Hell is Where the Home is Movie Review
Written by Joel Harley
Released by 1inMM Productions
Directed by Orson Oblowitz
Written by Corey Deshon
2018, 88 minutes, Rated 18
Released on 28th August 2018
Angela Trimbur as Sarah
Zach Avery as Joseph
Janel Parrish as Estelle
Jonathan Howard as Victor
Two couples, both harboring dark secrets. One luxury, remote house. A jittery stranger at the door, acting suspiciously. Orson Oblowitz’s home invasion thriller (or is it?) boasts a familiar setup and, sure enough for everybody involved, very bad things are on the horizon. Unlike most budget horror directors of his ilk, however, Oblowitz is committed to keeping his audience guessing, and things are rarely as they seem at first… or are they?

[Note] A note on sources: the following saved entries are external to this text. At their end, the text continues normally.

PR #5274, opened 2024-11-29
[FEATURE] [MER-3873] Likert activity for instructors

nicocirio:
[Link](https://eliterate.atlassian.net/browse/MER-3873) to the ticket

Different likert activities (with different amount of questions and options, even different text length for the options) rendered correctly in :

https://github.com/user-attachments/assets/ca6cfb51-65db-4820-b49d-b728da35cccb

This PR sets the ground for rendering light/dark Vegalite Visualizations that react to changes made by the user in the mode selected ("dark", "light", "auto"). Changes can be seen on `assets/src/components/misc/VegaLiteRenderer.tsx`

### Some refactoring
While working on this feature I found that three tabs (Scored Activities, Practice Activities and Surveys) from the Insights instructor view had duplicated code. So, this PR exctracts common logic of those 3 live_component modules (OliWeb.Components.Delivery.{PracticeActivities, ScoredActivities, Surveys}) into a new `OliWeb.Delivery.ActivityHelpers` module.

Following the loss of an unborn child, Sarah and Joseph have grown bitter, sad and distant. Hoping to bond again, they rent out a fancy home in the Mojave Desert, with pals Estelle and Victor. With steamy affairs and Victor’s hot temper all simmering away under the surface, there’s enough bubbling away in the pot well before creepy ‘neighbour’ Fairuza Balk comes knocking at the door. With friends and neighbours like these, who needs violent home invaders?

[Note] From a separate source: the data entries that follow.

PR #5275, opened 2024-12-02
[ENHANCEMENT] [MER-4022] Do not show Assignments navigation if section has no assignments.

manelli:
Removes the assignment link in the nav bar for sections that do not have assignments.

https://github.com/user-attachments/assets/aac17c70-945f-439b-9c3e-dc3c76b133dd

See: https://eliterate.atlassian.net/browse/MER-4022


nicocirio (approved):
LGTM 🚀

PR #5283, opened 2024-12-04
[CHORE] [MER-4090] only create activity_attempts_submitted index if it does not already exist

eliknebel:
https://eliterate.atlassian.net/browse/MER-4090

We need the ability to run the activity_attempts_submitted index before migration to prevent extended downtime and CI disconnect to make the deployment go smoother.

This PR adds the `IF NOT EXISTS` specification to the index creation during migration to prevent the migration from throwing an error when the index was created ahead of time.


simonchoxx (approved):
LGTM!

PR #5506, opened 2025-03-20
[BUG FIX] [MER-3510] Cannot create adaptive page from all pages

simonchoxx:
[MER-3510](https://eliterate.atlassian.net/browse/MER-3510)

This PR fixes the issue where attempting to create an adaptive page from the `All Pages` view resulted in a page reload without actually creating a new adaptive page.

Root Cause

The root cause of the issue was that incorrect parameters were being passed to the function responsible for creating both adaptive and basic pages.

Fix

The fix was based on fixing the parameters passed to the function responsible for creating pages, ensuring the page type and grading status are properly defined.

https://github.com/user-attachments/assets/b0e723b9-7502-4e95-913e-3f735bcda3e4

[MER-3510]: https://eliterate.atlassian.net/browse/MER-3510?atlOrigin=eyJpIjoiNWRkNTljNzYxNjVmNDY3MDlhMDU5Y2ZhYzA5YTRkZjUiLCJwIjoiZ2l0aHViLWNvbS1KU1cifQ

### DIFF
--- a/lib/oli_web/live/workspaces/course_author/pages_live.ex
+++ b/lib/oli_web/live/workspaces/course_author/pages_live.ex
@@ -398,7 +398,7 @@ defmodule OliWeb.Workspaces.CourseAuthor.PagesLive do
     {:noreply, assign(socket, modal_assigns: modal_assigns)}
   end
 
-  def handle_event("create_page", %{"type" => type}, socket) do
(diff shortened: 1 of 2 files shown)


Francisco-Castro (approved):
LGTM.

Thanks for adding tests for all three cases. 🏅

The snappily titled Hell is Where the Home is may not be the most original home invasion film you’ll see this year (or ever), but it is one which will keep you on your toes throughout. While its lead couples are predictably obnoxious, that’s sort of the point, and feeds into the later atrocities quite nicely. While Oblowitz’s box of tricks is a familiar one, the way in which he sets it up and unleashes his funny games makes all of this feel much fresher than it really is. It’s nasty, unpredictable and harbors some of the most brutally effective home invasion violence since 2010’s Mother’s Day remake.

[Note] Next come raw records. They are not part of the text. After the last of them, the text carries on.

PR #5511, opened 2025-03-21
[BUG FIX] [MER-4429] Instructor Dashboard search: ignore nil instructor names

manelli:
If for any given reason the instructors of a section end up in a inconsistent state and they do not have a name associated, when filtering the sections list (specifically when downcasing the instructor names, see: [Appsignal Incident](https://appsignal.com/open-learning-initiative/sites/618539ab2cf81d7e3cd051ca/exceptions/incidents/62/samples/618539ab2cf81d7e3cd051ca-477208838546314286517424913201)) it would fail returning a 500.

I will add a log to detect these cases in a separate PR, related to this same bug, since the other ticket also involves work in the "Manage Source Materials" section.

See: https://eliterate.atlassian.net/jira/software/c/projects/MER/issues/MER-4429


Francisco-Castro (approved):
Tested in an IEx session, and it works correctly.

Thanks for considering adding a log to detect the source of the issue.

PR #5512, opened 2025-03-21
[BUG FIX] [MER-4430] Fixes email cleared on any action in the create dataset ui

rgachuhi:
This PR addresses an issue where the email list in the "Enter additional emails" field on the "create dataset job" tab gets cleared every time a user interacts with the courses table


Francisco-Castro (approved):
LGTM

I left a recommendation.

At this point, it’s difficult to do anything startlingly original with the home invasion subgenre (Pascal Laugier’s Incident in a Ghostland gave it a shot, but was marred by misogyny and banal violence-for-violence’s-sake), and Hell is Where the Home is barely even tries. Instead, rather than reinventing the wheel, it sets it spinning down a dark path and never takes its foot off the pedal until the end.